[Items from a data source]
- - - - - - -

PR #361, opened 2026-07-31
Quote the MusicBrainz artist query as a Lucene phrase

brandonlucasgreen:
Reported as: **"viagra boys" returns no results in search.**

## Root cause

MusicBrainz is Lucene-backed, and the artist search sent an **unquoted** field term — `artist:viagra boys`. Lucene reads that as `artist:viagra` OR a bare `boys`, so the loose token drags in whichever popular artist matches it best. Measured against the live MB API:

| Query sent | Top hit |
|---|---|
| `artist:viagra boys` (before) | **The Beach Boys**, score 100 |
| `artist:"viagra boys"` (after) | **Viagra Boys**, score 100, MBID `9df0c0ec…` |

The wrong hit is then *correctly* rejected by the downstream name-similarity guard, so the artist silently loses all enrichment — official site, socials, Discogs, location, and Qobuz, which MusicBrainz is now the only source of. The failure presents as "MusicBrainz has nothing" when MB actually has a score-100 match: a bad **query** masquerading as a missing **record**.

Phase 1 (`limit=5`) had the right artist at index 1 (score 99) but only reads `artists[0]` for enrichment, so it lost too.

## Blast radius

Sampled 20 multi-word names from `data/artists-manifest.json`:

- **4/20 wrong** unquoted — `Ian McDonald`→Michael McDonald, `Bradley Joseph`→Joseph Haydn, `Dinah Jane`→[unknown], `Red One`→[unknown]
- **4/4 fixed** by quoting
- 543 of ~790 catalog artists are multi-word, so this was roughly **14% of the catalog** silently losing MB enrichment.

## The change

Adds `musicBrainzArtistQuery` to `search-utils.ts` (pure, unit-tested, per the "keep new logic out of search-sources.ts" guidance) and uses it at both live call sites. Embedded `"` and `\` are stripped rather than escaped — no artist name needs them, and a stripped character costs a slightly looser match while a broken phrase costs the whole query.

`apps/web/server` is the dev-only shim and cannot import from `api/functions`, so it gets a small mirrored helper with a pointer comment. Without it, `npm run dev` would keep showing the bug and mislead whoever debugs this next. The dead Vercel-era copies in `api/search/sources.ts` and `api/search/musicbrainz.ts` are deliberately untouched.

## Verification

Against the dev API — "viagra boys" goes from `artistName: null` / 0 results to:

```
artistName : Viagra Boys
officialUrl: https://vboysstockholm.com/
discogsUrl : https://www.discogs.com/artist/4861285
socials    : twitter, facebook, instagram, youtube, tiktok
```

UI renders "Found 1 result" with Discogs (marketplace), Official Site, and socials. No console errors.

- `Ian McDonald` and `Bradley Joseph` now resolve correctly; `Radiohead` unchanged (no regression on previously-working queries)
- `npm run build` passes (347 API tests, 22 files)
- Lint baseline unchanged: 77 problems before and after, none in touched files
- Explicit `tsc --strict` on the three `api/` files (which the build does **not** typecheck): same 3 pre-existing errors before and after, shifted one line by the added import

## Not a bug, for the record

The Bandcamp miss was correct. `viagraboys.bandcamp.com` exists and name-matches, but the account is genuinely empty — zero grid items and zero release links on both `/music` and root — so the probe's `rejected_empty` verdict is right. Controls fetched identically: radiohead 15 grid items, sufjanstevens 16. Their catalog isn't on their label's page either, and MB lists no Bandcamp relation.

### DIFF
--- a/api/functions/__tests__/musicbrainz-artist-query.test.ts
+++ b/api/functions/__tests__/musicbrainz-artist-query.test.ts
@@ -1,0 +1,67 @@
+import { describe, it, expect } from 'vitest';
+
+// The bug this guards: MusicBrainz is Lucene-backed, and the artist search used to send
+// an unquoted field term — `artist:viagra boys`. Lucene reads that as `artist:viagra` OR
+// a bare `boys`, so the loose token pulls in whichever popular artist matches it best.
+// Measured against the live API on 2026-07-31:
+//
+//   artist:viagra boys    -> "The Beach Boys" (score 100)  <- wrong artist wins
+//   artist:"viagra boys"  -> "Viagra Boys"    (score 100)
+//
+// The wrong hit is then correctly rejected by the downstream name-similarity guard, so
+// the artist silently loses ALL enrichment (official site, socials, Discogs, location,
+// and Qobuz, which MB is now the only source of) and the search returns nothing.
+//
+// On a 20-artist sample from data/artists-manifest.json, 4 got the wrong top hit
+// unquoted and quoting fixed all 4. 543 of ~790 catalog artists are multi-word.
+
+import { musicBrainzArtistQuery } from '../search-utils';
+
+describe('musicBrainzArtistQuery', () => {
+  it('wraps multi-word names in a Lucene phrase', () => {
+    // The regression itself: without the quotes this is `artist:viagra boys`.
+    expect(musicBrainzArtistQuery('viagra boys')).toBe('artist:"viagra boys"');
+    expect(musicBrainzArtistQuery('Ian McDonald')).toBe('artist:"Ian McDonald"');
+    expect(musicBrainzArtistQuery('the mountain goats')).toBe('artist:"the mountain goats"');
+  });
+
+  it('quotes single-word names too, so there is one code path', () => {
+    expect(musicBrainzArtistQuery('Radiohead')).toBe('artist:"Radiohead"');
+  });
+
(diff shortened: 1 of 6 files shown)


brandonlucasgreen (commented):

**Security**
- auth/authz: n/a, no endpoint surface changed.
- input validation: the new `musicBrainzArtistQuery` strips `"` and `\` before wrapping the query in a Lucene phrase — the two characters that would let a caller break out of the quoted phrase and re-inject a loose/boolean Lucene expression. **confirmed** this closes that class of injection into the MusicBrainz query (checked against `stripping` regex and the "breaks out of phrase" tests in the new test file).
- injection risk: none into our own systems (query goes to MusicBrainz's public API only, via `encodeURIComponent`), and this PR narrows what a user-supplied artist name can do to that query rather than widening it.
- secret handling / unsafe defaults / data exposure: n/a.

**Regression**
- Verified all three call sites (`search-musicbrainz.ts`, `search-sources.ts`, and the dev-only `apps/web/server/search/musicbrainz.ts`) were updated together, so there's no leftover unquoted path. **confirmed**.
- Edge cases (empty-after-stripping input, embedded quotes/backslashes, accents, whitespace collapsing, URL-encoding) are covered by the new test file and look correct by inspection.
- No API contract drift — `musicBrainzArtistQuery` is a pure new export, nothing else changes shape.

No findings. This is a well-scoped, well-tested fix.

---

- - - - - - -

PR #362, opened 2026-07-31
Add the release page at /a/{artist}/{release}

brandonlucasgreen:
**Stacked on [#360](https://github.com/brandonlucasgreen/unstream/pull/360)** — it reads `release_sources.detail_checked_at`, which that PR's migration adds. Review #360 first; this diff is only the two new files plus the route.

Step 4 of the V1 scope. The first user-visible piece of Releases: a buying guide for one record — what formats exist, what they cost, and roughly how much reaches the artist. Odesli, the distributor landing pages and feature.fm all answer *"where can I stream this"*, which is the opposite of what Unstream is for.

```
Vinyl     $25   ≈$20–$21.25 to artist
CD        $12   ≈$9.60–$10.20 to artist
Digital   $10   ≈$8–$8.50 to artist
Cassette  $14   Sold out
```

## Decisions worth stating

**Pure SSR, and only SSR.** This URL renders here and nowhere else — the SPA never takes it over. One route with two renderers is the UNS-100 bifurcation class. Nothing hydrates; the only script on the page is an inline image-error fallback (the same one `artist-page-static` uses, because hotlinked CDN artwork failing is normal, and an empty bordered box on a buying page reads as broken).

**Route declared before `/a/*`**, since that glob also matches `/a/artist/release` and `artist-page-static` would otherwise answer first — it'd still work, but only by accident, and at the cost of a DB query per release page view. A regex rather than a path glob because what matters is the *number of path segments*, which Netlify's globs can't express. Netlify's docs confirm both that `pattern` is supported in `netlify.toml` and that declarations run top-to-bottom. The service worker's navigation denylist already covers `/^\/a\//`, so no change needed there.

- - - - - - -

__Task objective__:
With the line that has "PR #361, opened 2026-07-31" as the first and the line that has "## Root cause" as the last, repeat exactly that run of lines above and no more.

__Exercise answer__:
PR #361, opened 2026-07-31
Quote the MusicBrainz artist query as a Lucene phrase

brandonlucasgreen:
Reported as: **"viagra boys" returns no results in search.**

## Root cause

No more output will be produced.